---- RECORDS PROVIDED
PR #4415, opened 2024-08-09
Add role gobbling error

bigglesandginger:
# Description

For some reason the generic which should be reported Exception and return a 500, and RelationshipAlreadyExistsException which should return a 304 (not modified) were being conflated together (and not reporting the errors)

Resolves #(issue)


packages/server/src/main/java/software/uncharted/terarium/hmiserver/controller/permissions/UsersController.java
```diff
@@ -83,7 +86,10 @@ public ResponseEntity<Void> addRoleToUser(
 				publicGroup.setPermissionRelationships(who, Schema.Relationship.MEMBER.toString());
 			}
 			return reBACService.addRoleToUser(roleName, userId);
-		} catch (final Exception | RelationshipAlreadyExistsException e) {
+		} catch (final RelationshipAlreadyExistsException e) {
+			return ResponseEntity.status(304).build(); // Not Modified
```
dvince2, line 90: We could also return `HttpStatus.NOT_MODIFIED` here to avoid the `304` hard coded

dvince2 (approved):

packages/server/src/main/java/software/uncharted/terarium/hmiserver/controller/permissions/UsersController.java
bigglesandginger: I had tried but failed to find it - but I guess I was using the wrong HttpStatus (apparently there are 3 that come up immediately... ugh)

YohannParis (approved):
--------
• [TO DO]:
Everything in the listing above should be printed again exactly.

• [RESPONSE FOR THIS EXERCISE]:
PR #4415, opened 2024-08-09
Add role gobbling error

bigglesandginger:
# Description

For some reason the generic which should be reported Exception and return a 500, and RelationshipAlreadyExistsException which should return a 304 (not modified) were being conflated together (and not reporting the errors)

Resolves #(issue)


packages/server/src/main/java/software/uncharted/terarium/hmiserver/controller/permissions/UsersController.java
```diff
@@ -83,7 +86,10 @@ public ResponseEntity<Void> addRoleToUser(
 				publicGroup.setPermissionRelationships(who, Schema.Relationship.MEMBER.toString());
 			}
 			return reBACService.addRoleToUser(roleName, userId);
-		} catch (final Exception | RelationshipAlreadyExistsException e) {
+		} catch (final RelationshipAlreadyExistsException e) {
+			return ResponseEntity.status(304).build(); // Not Modified
```
dvince2, line 90: We could also return `HttpStatus.NOT_MODIFIED` here to avoid the `304` hard coded

dvince2 (approved):

packages/server/src/main/java/software/uncharted/terarium/hmiserver/controller/permissions/UsersController.java
bigglesandginger: I had tried but failed to find it - but I guess I was using the wrong HttpStatus (apparently there are 3 that come up immediately... ugh)

YohannParis (approved):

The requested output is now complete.